### [WHAT TO DO]
What is the number of lines in the data that hold the string "should"? Reply with that number only.

◇ ◇ ◇

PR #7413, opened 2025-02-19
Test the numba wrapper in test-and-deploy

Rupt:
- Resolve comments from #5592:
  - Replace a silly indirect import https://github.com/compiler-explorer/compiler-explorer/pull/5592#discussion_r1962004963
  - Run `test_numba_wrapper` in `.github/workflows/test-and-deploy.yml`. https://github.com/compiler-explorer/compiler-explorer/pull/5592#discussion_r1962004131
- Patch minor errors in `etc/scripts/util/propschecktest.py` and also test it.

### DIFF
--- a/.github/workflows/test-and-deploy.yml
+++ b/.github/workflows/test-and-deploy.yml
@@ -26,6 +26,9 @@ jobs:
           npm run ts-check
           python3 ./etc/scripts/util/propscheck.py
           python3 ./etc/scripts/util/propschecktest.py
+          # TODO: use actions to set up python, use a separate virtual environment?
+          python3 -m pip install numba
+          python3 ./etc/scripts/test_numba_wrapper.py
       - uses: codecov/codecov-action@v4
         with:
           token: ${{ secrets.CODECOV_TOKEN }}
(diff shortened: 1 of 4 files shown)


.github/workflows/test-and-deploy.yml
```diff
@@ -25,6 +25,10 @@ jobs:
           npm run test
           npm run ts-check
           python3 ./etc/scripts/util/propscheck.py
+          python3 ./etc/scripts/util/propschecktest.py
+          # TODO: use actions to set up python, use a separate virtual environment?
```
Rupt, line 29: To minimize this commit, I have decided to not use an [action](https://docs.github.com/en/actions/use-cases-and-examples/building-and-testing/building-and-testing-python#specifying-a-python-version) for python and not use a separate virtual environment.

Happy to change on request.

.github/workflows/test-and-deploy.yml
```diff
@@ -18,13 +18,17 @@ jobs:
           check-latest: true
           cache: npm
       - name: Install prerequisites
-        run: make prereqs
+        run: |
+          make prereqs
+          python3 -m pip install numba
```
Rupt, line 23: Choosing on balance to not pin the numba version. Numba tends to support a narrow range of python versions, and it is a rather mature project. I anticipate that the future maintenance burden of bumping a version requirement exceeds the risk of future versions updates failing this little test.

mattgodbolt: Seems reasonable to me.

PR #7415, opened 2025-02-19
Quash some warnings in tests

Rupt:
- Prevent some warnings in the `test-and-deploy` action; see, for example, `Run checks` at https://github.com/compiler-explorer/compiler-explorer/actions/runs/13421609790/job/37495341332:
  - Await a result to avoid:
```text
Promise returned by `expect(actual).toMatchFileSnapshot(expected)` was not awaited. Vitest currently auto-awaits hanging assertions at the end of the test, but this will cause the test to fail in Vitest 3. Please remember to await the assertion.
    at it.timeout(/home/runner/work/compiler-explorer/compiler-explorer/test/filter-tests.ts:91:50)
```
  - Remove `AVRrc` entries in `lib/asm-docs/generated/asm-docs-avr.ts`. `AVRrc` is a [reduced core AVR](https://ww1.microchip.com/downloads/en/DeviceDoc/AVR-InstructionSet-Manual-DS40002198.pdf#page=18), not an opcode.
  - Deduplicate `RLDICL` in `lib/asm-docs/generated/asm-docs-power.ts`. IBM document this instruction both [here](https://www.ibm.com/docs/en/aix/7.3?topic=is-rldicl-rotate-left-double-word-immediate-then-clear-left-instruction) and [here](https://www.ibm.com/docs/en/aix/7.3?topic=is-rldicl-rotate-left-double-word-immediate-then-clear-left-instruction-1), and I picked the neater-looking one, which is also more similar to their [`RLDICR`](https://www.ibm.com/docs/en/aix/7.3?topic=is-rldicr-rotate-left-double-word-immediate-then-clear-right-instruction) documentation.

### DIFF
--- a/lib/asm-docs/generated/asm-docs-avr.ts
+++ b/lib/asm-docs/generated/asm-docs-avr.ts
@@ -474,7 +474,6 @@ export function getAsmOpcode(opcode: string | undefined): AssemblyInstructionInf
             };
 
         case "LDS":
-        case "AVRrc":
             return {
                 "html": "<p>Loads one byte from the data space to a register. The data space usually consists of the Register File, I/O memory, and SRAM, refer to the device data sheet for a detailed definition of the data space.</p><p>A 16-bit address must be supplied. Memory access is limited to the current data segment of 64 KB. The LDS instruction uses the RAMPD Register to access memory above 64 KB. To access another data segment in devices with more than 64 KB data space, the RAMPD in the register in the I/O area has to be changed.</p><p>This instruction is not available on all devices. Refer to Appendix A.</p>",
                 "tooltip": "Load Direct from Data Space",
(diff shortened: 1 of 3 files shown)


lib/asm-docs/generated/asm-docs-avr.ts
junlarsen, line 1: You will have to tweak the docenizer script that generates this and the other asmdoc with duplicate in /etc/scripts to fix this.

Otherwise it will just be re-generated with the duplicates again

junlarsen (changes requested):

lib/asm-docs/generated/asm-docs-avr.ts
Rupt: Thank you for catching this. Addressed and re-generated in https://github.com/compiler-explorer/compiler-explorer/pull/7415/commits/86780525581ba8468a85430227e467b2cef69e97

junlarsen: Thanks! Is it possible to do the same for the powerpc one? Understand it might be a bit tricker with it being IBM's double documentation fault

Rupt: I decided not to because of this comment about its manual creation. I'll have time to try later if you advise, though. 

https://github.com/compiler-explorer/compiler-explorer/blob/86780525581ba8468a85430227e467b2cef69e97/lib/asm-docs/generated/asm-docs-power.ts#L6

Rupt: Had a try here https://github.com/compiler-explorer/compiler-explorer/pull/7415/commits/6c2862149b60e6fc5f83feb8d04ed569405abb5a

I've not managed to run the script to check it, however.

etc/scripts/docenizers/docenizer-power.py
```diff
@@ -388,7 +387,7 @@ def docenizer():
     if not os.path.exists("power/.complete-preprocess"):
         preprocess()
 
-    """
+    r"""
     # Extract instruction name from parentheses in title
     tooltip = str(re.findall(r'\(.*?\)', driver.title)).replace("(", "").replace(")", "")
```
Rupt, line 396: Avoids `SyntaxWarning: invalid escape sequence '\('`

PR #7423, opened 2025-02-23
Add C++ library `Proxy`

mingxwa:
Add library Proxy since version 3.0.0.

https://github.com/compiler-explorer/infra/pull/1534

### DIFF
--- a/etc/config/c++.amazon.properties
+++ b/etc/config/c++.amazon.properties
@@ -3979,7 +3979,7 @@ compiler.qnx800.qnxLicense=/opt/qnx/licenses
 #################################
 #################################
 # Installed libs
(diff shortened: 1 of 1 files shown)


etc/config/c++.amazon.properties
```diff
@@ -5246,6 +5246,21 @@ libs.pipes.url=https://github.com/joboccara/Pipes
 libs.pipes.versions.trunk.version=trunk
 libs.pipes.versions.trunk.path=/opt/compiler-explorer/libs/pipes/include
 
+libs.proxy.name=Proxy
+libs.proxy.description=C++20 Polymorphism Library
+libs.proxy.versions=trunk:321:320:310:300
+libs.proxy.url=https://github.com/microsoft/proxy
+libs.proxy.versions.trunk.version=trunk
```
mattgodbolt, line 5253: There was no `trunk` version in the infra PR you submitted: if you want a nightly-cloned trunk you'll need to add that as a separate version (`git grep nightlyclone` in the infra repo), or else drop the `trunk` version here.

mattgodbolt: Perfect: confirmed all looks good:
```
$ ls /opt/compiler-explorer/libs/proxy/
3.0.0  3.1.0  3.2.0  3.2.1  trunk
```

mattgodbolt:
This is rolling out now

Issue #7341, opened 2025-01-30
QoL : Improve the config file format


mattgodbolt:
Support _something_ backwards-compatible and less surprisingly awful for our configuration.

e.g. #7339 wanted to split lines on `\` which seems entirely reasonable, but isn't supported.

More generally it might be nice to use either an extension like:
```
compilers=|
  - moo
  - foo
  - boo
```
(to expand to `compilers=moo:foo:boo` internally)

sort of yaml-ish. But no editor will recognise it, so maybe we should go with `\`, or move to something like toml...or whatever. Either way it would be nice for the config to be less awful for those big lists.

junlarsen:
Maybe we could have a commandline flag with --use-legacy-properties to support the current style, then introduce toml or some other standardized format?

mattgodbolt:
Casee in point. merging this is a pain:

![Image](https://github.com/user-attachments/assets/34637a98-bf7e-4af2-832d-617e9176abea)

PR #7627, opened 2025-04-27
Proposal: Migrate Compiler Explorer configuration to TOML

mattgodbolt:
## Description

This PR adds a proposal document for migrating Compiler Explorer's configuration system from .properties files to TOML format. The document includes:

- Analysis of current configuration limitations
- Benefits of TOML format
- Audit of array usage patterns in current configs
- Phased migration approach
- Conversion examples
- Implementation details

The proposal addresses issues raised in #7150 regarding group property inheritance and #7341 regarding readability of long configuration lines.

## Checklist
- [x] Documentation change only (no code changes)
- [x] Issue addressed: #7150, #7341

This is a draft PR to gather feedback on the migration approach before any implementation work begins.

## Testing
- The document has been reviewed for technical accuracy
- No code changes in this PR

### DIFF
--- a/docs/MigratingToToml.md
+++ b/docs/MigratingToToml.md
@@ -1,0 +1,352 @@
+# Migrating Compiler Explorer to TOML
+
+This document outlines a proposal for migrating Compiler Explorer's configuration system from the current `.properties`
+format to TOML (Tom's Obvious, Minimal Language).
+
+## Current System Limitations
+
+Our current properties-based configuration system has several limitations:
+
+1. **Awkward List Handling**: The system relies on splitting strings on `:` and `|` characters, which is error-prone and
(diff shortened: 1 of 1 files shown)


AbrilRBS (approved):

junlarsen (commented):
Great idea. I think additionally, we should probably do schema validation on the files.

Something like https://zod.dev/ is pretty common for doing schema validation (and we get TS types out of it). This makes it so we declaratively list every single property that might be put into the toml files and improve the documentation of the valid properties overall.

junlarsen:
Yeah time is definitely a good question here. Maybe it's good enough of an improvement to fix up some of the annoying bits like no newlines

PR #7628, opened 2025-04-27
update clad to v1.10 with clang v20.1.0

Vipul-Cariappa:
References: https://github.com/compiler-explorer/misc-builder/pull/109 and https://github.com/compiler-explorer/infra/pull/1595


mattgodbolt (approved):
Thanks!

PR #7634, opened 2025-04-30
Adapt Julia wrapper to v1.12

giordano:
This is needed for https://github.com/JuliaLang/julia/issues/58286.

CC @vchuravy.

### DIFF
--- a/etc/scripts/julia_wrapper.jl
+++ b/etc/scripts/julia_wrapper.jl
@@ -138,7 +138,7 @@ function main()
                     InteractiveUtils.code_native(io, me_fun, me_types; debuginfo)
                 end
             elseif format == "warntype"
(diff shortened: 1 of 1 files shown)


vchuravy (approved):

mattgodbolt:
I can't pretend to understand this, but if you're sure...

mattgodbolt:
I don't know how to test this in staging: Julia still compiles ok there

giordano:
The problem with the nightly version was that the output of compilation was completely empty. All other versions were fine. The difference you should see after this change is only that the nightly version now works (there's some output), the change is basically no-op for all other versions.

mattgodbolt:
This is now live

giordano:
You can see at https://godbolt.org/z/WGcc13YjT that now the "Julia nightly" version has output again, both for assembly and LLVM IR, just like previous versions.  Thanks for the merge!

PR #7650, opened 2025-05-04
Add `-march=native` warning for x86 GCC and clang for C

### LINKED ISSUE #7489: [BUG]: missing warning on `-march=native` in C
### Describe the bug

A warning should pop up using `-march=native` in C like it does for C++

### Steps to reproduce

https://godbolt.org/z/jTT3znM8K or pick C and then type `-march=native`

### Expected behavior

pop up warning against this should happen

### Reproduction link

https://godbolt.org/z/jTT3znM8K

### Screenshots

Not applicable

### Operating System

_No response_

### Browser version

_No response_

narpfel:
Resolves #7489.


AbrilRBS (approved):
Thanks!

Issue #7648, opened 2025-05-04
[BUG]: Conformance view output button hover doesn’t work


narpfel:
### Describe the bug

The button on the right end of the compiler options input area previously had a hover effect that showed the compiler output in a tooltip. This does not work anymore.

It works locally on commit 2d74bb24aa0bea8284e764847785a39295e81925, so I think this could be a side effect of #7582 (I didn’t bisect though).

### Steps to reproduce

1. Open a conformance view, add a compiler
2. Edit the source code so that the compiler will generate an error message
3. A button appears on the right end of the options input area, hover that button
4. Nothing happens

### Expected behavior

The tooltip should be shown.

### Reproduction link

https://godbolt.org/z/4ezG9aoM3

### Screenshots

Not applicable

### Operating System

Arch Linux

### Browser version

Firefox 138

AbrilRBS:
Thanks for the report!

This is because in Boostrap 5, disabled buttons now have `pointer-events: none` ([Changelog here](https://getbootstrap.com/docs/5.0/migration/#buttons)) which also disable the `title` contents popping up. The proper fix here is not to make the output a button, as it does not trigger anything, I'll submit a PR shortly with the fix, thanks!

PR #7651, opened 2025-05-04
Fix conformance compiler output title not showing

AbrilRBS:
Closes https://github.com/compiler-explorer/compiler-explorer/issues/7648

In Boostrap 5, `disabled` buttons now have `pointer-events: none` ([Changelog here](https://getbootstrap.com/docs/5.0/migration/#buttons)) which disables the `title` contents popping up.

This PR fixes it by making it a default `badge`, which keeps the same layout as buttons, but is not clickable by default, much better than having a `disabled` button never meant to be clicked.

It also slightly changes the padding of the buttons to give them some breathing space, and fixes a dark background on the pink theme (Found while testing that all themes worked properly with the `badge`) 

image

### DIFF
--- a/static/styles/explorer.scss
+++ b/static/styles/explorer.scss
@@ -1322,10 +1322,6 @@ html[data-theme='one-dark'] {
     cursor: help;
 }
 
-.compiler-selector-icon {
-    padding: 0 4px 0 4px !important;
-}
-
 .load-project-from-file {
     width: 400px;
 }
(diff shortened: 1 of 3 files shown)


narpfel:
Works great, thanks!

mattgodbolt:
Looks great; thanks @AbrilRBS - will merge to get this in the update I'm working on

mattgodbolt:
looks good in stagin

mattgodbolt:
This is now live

◇ ◇ ◇

### [SOLVED PROBLEM]
6